- [What you should do] What is the number of lines in the data below that contain "them"? Reply with the number only.

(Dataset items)
********

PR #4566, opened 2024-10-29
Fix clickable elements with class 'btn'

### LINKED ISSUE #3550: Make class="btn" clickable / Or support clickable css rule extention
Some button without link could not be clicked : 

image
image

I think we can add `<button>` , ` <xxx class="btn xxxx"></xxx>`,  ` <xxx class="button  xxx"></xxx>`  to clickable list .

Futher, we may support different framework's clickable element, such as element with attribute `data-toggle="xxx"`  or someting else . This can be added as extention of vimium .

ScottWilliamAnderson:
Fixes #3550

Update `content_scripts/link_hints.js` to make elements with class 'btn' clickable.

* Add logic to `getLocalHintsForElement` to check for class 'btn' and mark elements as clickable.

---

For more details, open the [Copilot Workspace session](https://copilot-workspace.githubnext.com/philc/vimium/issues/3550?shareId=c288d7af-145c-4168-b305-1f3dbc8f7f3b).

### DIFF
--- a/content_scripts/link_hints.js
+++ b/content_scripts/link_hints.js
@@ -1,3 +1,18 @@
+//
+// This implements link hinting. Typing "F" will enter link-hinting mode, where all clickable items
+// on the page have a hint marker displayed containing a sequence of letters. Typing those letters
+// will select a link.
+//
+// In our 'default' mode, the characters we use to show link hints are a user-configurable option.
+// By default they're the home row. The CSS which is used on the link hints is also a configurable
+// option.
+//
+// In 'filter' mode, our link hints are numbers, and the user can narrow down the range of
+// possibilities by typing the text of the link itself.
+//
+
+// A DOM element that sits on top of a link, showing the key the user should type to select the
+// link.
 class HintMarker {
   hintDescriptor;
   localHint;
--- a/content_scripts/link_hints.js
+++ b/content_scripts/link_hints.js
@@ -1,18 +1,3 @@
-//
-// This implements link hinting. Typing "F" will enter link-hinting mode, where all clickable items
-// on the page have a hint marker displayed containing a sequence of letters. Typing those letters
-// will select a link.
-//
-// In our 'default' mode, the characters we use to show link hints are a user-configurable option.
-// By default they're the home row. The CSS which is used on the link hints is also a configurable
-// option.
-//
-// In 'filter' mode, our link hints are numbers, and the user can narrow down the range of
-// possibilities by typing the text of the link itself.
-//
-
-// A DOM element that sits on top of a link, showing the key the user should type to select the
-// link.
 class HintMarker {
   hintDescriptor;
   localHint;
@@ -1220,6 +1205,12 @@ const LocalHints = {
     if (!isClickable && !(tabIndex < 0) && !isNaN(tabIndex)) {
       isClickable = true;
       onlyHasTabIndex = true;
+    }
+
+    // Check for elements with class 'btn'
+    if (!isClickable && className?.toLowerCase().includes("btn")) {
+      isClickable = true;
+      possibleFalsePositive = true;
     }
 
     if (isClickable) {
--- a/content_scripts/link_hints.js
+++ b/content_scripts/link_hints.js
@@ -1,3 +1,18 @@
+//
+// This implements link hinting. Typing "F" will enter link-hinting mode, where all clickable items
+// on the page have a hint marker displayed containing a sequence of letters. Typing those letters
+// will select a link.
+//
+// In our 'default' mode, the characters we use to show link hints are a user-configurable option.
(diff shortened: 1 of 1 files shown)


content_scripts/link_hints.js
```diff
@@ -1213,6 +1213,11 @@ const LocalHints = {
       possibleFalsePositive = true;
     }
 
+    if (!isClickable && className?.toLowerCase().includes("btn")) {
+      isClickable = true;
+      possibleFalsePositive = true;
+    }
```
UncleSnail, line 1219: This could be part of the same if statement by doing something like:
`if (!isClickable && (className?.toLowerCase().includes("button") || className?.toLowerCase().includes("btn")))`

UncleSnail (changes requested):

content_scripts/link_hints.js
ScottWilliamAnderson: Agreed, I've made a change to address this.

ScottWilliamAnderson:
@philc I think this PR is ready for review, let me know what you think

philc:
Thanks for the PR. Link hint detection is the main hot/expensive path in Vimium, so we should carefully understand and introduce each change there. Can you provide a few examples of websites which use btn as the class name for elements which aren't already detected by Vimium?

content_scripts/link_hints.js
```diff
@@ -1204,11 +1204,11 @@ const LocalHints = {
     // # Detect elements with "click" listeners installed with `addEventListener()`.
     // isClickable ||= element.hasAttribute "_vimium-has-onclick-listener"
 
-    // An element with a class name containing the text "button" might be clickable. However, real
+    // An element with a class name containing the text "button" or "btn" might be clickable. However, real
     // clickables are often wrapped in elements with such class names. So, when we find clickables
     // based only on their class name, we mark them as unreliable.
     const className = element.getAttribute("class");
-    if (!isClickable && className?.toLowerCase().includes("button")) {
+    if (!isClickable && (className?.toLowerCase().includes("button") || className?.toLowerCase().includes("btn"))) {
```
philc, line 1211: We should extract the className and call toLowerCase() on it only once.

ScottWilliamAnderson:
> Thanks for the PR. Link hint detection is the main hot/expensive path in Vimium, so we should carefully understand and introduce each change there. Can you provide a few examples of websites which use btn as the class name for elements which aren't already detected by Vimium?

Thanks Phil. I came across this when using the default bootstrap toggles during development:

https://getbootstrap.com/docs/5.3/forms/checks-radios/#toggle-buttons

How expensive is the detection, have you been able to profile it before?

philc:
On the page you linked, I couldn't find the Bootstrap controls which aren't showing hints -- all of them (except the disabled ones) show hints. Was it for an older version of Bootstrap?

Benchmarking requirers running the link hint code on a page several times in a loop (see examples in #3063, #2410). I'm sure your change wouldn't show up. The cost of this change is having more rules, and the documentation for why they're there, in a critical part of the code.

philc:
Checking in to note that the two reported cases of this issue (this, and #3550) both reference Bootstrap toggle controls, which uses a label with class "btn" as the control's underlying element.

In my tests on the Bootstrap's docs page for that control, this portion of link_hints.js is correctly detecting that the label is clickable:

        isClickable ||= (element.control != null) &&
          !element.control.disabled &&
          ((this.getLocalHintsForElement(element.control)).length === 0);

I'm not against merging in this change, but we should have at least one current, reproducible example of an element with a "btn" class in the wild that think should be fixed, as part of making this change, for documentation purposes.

********

- [Response] 2